Shocks and Suspension - Mtbr.com


----------



## White7 (Feb 9, 2015)

cjsb said:


> What kind of fork is it?


that would help if we knew what it is


----------



## 007754 (Jun 29, 2015)

White7 said:


> that would help if we knew what it is


Sorry about that, it is an RST Deuce TnL 80 fork...


----------



## Kiwiplague (Jul 22, 2011)

There are some service vids here - RST - direct link to their service page.
It could just be a coincidence that the fork locked up after it got wet, something else internally may have failed.


----------



## valeeh23 (Jun 15, 2020)

Hey! I've got the EXACT same problem. How did you fix it?


----------



## mack_turtle (Jan 6, 2009)

valeeh23 said:


> Hey! I've got the EXACT same problem. How did you fix it?
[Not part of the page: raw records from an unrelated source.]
PR #1961, opened 2025-04-16
Introduce MPTCP for replica

pizhenwei:
Allow replicas to use MPTCP in the outgoing replication connection.

A new yes/no config is introduced `repl-mptcp`, default `no`.

For MPTCP to be used in replication, the primary needs to be configured with `mptcp yes` and the replica with `repl-mptcp yes`. Otherwise, the connection falls back to regular TCP.

Follow-up of #1811.

Cc Linux kernel MPTCP maintainer @matttbe @geliangtang @Dwyane-Yan
Cc @xbasel

### DIFF
--- a/src/anet.h
+++ b/src/anet.h
@@ -52,7 +52,7 @@
 #endif
 
 int anetTcpNonBlockConnect(char *err, const char *addr, int port);
-int anetTcpNonBlockBestEffortBindConnect(char *err, const char *addr, int port, const char *source_addr);
+int anetTcpNonBlockBestEffortBindConnect(char *err, const char *addr, int port, const char *source_addr, int multipath);
 int anetResolve(char *err, char *host, char *ipbuf, size_t ipbuf_len, int flags);
 int anetTcpServer(char *err, int port, char *bindaddr, int backlog, int mptcp);
 int anetTcp6Server(char *err, int port, char *bindaddr, int backlog, int mptcp);
--- a/src/anet.h
+++ b/src/anet.h
@@ -52,7 +52,7 @@
 #endif
 
 int anetTcpNonBlockConnect(char *err, const char *addr, int port);
-int anetTcpNonBlockBestEffortBindConnect(char *err, const char *addr, int port, const char *source_addr, int multipath);
+int anetTcpNonBlockBestEffortBindConnect(char *err, const char *addr, int port, const char *source_addr, int mptcp);
 int anetResolve(char *err, char *host, char *ipbuf, size_t ipbuf_len, int flags);
 int anetTcpServer(char *err, int port, char *bindaddr, int backlog, int mptcp);
 int anetTcp6Server(char *err, int port, char *bindaddr, int backlog, int mptcp);
--- a/src/config.c
+++ b/src/config.c
@@ -3167,6 +3167,7 @@ standardConfig static_configs[] = {
     createBoolConfig("lazyfree-lazy-user-del", NULL, DEBUG_CONFIG | MODIFIABLE_CONFIG, server.lazyfree_lazy_user_del, 1, NULL, NULL),
     createBoolConfig("lazyfree-lazy-user-flush", NULL, DEBUG_CONFIG | MODIFIABLE_CONFIG, server.lazyfree_lazy_user_flush, 1, NULL, NULL),
     createBoolConfig("repl-disable-tcp-nodelay", NULL, MODIFIABLE_CONFIG, server.repl_disable_tcp_nodelay, 0, NULL, NULL),
+    createBoolConfig("repl-mptcp", NULL, IMMUTABLE_CONFIG, server.repl_mptcp, 0, isValidMptcp, NULL),
     createBoolConfig("repl-diskless-sync", NULL, DEBUG_CONFIG | MODIFIABLE_CONFIG, server.repl_diskless_sync, 1, NULL, NULL),
     createBoolConfig("dual-channel-replication-enabled", NULL, DEBUG_CONFIG | MODIFIABLE_CONFIG, server.dual_channel_replication, 0, NULL, NULL),
     createBoolConfig("aof-rewrite-incremental-fsync", NULL, MODIFIABLE_CONFIG, server.aof_rewrite_incremental_fsync, 1, NULL, NULL),
--- a/src/rdma.c
+++ b/src/rdma.c
@@ -1184,10 +1184,16 @@ static int connRdmaConnect(connection *conn,
                            const char *addr,
                            int port,
                            const char *src_addr,
+                           int multipath,
                            ConnectionCallbackFunc connect_handler) {
     rdma_connection *rdma_conn = (rdma_connection *)conn;
     struct rdma_cm_id *cm_id;
     RdmaContext *ctx;
+
+    if (multipath) {
+        serverLog(LL_NOTICE, "RDMA: multipath not supported");
+        return C_ERR;
+    }
 
     if (rdmaResolveAddr(rdma_conn, addr, port, src_addr) == C_ERR) {
         return C_ERR;
--- a/src/rdma.c
+++ b/src/rdma.c
@@ -1190,9 +1190,8 @@ static int connRdmaConnect(connection *conn,
     struct rdma_cm_id *cm_id;
     RdmaContext *ctx;
 
-    if (multipath) {
-        serverLog(LL_NOTICE, "RDMA: multipath not supported, ignore");
-    }
+    /* RDMA does not support multipath, and there is no outgoing RDMA connection at the current stage */
+    assert(!multipath);
 
     if (rdmaResolveAddr(rdma_conn, addr, port, src_addr) == C_ERR) {
         return C_ERR;
--- a/src/rdma.c
+++ b/src/rdma.c
@@ -1191,8 +1191,7 @@ static int connRdmaConnect(connection *conn,
     RdmaContext *ctx;
 
     if (multipath) {
-        serverLog(LL_NOTICE, "RDMA: multipath not supported");
-        return C_ERR;
+        serverLog(LL_NOTICE, "RDMA: multipath not supported, ignore");
     }
 
     if (rdmaResolveAddr(rdma_conn, addr, port, src_addr) == C_ERR) {
--- a/valkey.conf
+++ b/valkey.conf
@@ -830,21 +830,12 @@ dual-channel-replication-enabled no
 # be a good idea.
 repl-disable-tcp-nodelay no
 
-# Enables MPTCP for the replica's replication connection.
+# Enables MPTCP for the replica's connection to the primary.
 #
-# An MPTCP connection is established between the primary and the replica if and
-# only if the replica has set 'repl-mptcp yes' and the primary has 'mptcp yes'.
+# An MPTCP connection is established between the primary and the replica if
+# the replica has set 'repl-mptcp yes' and the primary has set 'mptcp yes'.
 # Otherwise, it will automatically and implicitly fall back to a regular TCP
 # connection.
-# When mptcp and repl-mptcp are used in combination, the protocol negotiation
-# will be carried out in accordance with the following table:
-# +----------------+-----------+----------+
-# |                | mptcp yes | mptcp no |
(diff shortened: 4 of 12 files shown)


valkey.conf
```diff
@@ -830,6 +830,17 @@ dual-channel-replication-enabled no
...
+# Multipath TCP (MPTCP) for the replication
+#
+# There is a TCP/MPTCP negotiation metric between server and the replication:
+# +-------------+----------+------------+
+# |             |server TCP|server MPTCP|
+# | replica TCP |   TCP    |    TCP     |
+# |replica MPTCP|   TCP    |   MPTCP    |
+# +-------------+----------+------------+
+#
+# repl-mptcp yes
```
xbasel: I'm not sure I understand the description above. Maybe this?

```
# Enables MPTCP for the replica's replication connection.
#
# Requires 'mptcp yes' to be set in the primary.
#
# Default: no
# repl-mptcp no
```

src/anet.h
```diff
@@ -52,7 +52,7 @@
 #endif
 
 int anetTcpNonBlockConnect(char *err, const char *addr, int port);
-int anetTcpNonBlockBestEffortBindConnect(char *err, const char *addr, int port, const char *source_addr);
+int anetTcpNonBlockBestEffortBindConnect(char *err, const char *addr, int port, const char *source_addr, int multipath);
```
xbasel: In some places we call the parameter `mptcp`, and in others `multipath`. Let's unify the naming.

src/config.c
```diff
@@ -3167,6 +3167,7 @@ standardConfig static_configs[] = {
     createBoolConfig("lazyfree-lazy-user-del", NULL, DEBUG_CONFIG | MODIFIABLE_CONFIG, server.lazyfree_lazy_user_del, 1, NULL, NULL),
     createBoolConfig("lazyfree-lazy-user-flush", NULL, DEBUG_CONFIG | MODIFIABLE_CONFIG, server.lazyfree_lazy_user_flush, 1, NULL, NULL),
     createBoolConfig("repl-disable-tcp-nodelay", NULL, MODIFIABLE_CONFIG, server.repl_disable_tcp_nodelay, 0, NULL, NULL),
+    createBoolConfig("repl-mptcp", NULL, IMMUTABLE_CONFIG, server.repl_mptcp, 0, isValidMptcp, NULL),
```
xbasel, line 3170: Does this config really need to be immutable?

src/rdma.c
```diff
@@ -1184,11 +1184,17 @@ static int connRdmaConnect(connection *conn,
...
                            ConnectionCallbackFunc connect_handler) {
     rdma_connection *rdma_conn = (rdma_connection *)conn;
     struct rdma_cm_id *cm_id;
     RdmaContext *ctx;
 
+    if (multipath) {
+        serverLog(LL_NOTICE, "RDMA: multipath not supported");
+        return C_ERR;
+    }
+
```
xbasel: Not familiar with RDMA.

But can  RDMA run alongside standard TCP ? If yes, maybe we don't want to throw an error and just ignore it.

src/anet.h
pizhenwei: Sure, `mptcp` is better for this function.
I suppose the generic rule: `mptcp` for TCP level, `multipath` for generic connection level.

src/rdma.c
pizhenwei: Yes, RDMA run alongside TCP. Currently there is no config to enable RDMA multipath, maybe assert here?

src/config.c
pizhenwei: I suppose it's immutable. there is no reason to change it dynamically.

valkey.conf
pizhenwei: Please take a look at the latest version.

src/rdma.c
zuiderkwast: Or ignore? If users want to enable RDMA and MPTCP.

pizhenwei: Done.

pizhenwei:
@zuiderkwast @xbasel What do you think about the latest version?

zuiderkwast:
I haven't looked yet. We are working on patch releases now. I will take a look in a few days.

valkey.conf
```diff
@@ -830,6 +830,25 @@ dual-channel-replication-enabled no
 # be a good idea.
 repl-disable-tcp-nodelay no
 
+# Enables MPTCP for the replica's replication connection.
+#
+# An MPTCP connection is established between the server and the replica if and
+# only if both the server and the replica use MPTCP simultaneously. Otherwise,
+# it will automatically fall back to a regular TCP connection. Note that the
+# negotiation between MPTCP and TCP is implicit, and there will be no explicit
+# connection errors.
```
zuiderkwast: Terminology: They are called *primary* and *replica*. Both of them are called *servers* in the sense that they can both accept client connections.

I think we can make it more clear that the replica needs to set 'repl-mptcp yes' and the primary needs to set 'mptcp yes'.

The note about no connection error can be shorter. If we say that this negotiation is automatic and with the implicit fallback, then I guess we don't need to mention that there will be no connection errors.

Idea:

```suggestion
# An MPTCP connection is established between the primary and the replica if and
# only if the replica has set 'repl-mptcp yes' and the primary has 'mptcp yes'.
# Otherwise, it will automatically and implicitly fall back to a regular TCP
# connection.
```

valkey.conf
```diff
@@ -830,6 +830,25 @@ dual-channel-replication-enabled no
...
+# will be carried out in accordance with the following table:
+# +----------------+-----------+----------+
+# |                | mptcp yes | mptcp no |
+# +----------------+-----------+----------+
+# | repl-mptcp yes |   TCP     |    TCP   |
+# +----------------+-----------+----------+
+# | repl-mptcp no  |   TCP     |   MPTCP  |
+# +----------------+-----------+----------+
+#
+# repl-mptcp yes
```
zuiderkwast: Perhaps we should say 'no' here. It is the default and also the recommendation for most users. Or shall we mention in the text that the default is 'no'? What do you think?

```suggestion
# repl-mptcp no
```

src/rdma.c
```diff
@@ -1184,11 +1184,16 @@ static int connRdmaConnect(connection *conn,
...
                            int port,
                            const char *src_addr,
+                           int multipath,
                            ConnectionCallbackFunc connect_handler) {
     rdma_connection *rdma_conn = (rdma_connection *)conn;
     struct rdma_cm_id *cm_id;
     RdmaContext *ctx;
 
+    if (multipath) {
+        serverLog(LL_NOTICE, "RDMA: multipath not supported, ignore");
```
zuiderkwast: I'm trying to understand what's best and the most logical choice here. We have three options:

1. Error, `assert(!multipath)`
2. Log notice
3. Silent

Do we use RDMA for outgoing connections at all?

I'm trying to think of some kind of future scenario where we use RDMA for some outgoing connections and MPTCP for some other connections and what should happen in this case.

For example, if we allow RDMA for replication, then we should reject the configuration `repl-mptcp yes` in the config validation. It means we still can't get to this case. If it can't happen, then maybe an assert is better?

zuiderkwast (commented):
I think this is mostly fine. I have only some minor comments.

src/rdma.c
pizhenwei: From the point of my view, assert is better at the current stage.

pizhenwei:
Apply @zuiderkwast 's suggestions, force push a commit over 3 commits to fix DCO error.

src/config.c
zuiderkwast: If we make it mutable and users change it when replication is already connected, it will not have any effect. Only if the replica needs to reconnect some time later it will be able to use MPTCP, but this may never happen. Maybe that can be confusing to users.

If there is a bad network and there are many reconnects, users can enable MTPCP to fix the problem?

I'm just guessing pros and cons of mutable vs immutable. I'm fine with keeping it immutable.

zuiderkwast (approved):

zuiderkwast:
@valkey-io/core-team This is the follow-up of MTPCP to allow replication to use MPTCP. I think we already decided about this when we discussed and decided about MPTCP in the meeting some weeks ago. Please comment if you disagree.

valkey.conf
```diff
@@ -830,6 +830,24 @@ dual-channel-replication-enabled no
...
+# Otherwise, it will automatically and implicitly fall back to a regular TCP
+# connection.
+# When mptcp and repl-mptcp are used in combination, the protocol negotiation
+# will be carried out in accordance with the following table:
+# +----------------+-----------+----------+
+# |                | mptcp yes | mptcp no |
+# +----------------+-----------+----------+
+# | repl-mptcp yes |   TCP     |    TCP   |
+# +----------------+-----------+----------+
+# | repl-mptcp no  |   TCP     |   MPTCP  |
```
xbasel: when both `repl-mptcp` and `mptcp` are set yo yes, TCP will be used? ,  also when both are "no" , mptcp will be used?

zuiderkwast:
```suggestion
# | repl-mptcp yes |  MPTCP    |    TCP   |
# +----------------+-----------+----------+
# | repl-mptcp no  |   TCP     |    TCP   |
```

pizhenwei: @xbasel @zuiderkwast Thank you!

Done.

valkey.conf
```diff
@@ -830,6 +830,24 @@ dual-channel-replication-enabled no
...
+# connection.
+# When mptcp and repl-mptcp are used in combination, the protocol negotiation
+# will be carried out in accordance with the following table:
+# +----------------+-----------+----------+
+# |                | mptcp yes | mptcp no |
+# +----------------+-----------+----------+
+# | repl-mptcp yes |   MPTCP   |    TCP   |
+# +----------------+-----------+----------+
+# | repl-mptcp no  |    TCP    |    TCP   |
+# +----------------+-----------+----------+
```
xbasel: I still think this is too verbose. Users enabling MPTCP are likely already familiar with MPTCP negotiation and fallback behavior. IMO no need to restate protocol-level detail here.

I'd suggest this:
```
# Enables MPTCP for the replica's connection to the primary.
# Requires 'mptcp yes' on the primary.
repl-mptcp no
```

xbasel: @zuiderkwast what do you think about @https://github.com/valkey-io/valkey/pull/1961#discussion_r2055915241 ?

zuiderkwast: @xbasel Yeah, it's a little verbose. But your suggestion is very short. We should make it clear that it's not dangerous to use this even if the primary might have 'no' configured, for example during rolling upgrade with manual failovers. If we say "Requires 'mptcp yes' on the primary", it sounds like it's forbidden and maybe dangerous to use 'no' on the primary and 'yes' on the replica.

I think some compromise can be good. For example, we can keep the first 4 lines and skip the table. How about that?

```
# Enables MPTCP for the replica's connection to the primary.
#
# An MPTCP connection is established between the primary and the replica if
# the replica has set 'repl-mptcp yes' and the primary has set 'mptcp yes'.
# Otherwise, it will automatically and implicitly fall back to a regular TCP
# connection.
#
# repl-mptcl no
```

pizhenwei: > @xbasel Yeah, it's a little verbose. But your suggestion is very short. We should make it clear that it's not dangerous to use this even if the primary might have 'no' configured, for example during rolling upgrade with manual failovers. If we say "Requires 'mptcp yes' on the primary", it sounds like it's forbidden and maybe dangerous to use 'no' on the primary and 'yes' on the replica.
> 
> I think some compromise can be good. For example, we can keep the first 4 lines and skip the table. How about that?
> 
> ```
> # Enables MPTCP for the replica's connection to the primary.
> #
> # An MPTCP connection is established between the primary and the replica if
> # the replica has set 'repl-mptcp yes' and the primary has set 'mptcp yes'.
> # Otherwise, it will automatically and implicitly fall back to a regular TCP
> # connection.
> #
> # repl-mptcl no
> ```

From the point of my view, this version is quite good, push a commit as this.

xbasel (approved):

Neustradamus:
MPTCP is really good!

what fork/ bike do you have? how old is it? have you preformed the prescribed service on it at regular intervals?


----------



## valeeh23 (Jun 15, 2020)

I've got a Specialized Pitch 2018 with an "SR SunTour XCE 28, Rx Tune, coil spring, 42mm offset, 80/100mm of travel". I have done nothing to it as I don't really know what I should do.


----------



## mack_turtle (Jan 6, 2009)

unfortunately, the link to the user manual just goes to a 404 error.
https://www.srsuntour.com/products/fork/XCE-28-27-5-6004.html


----------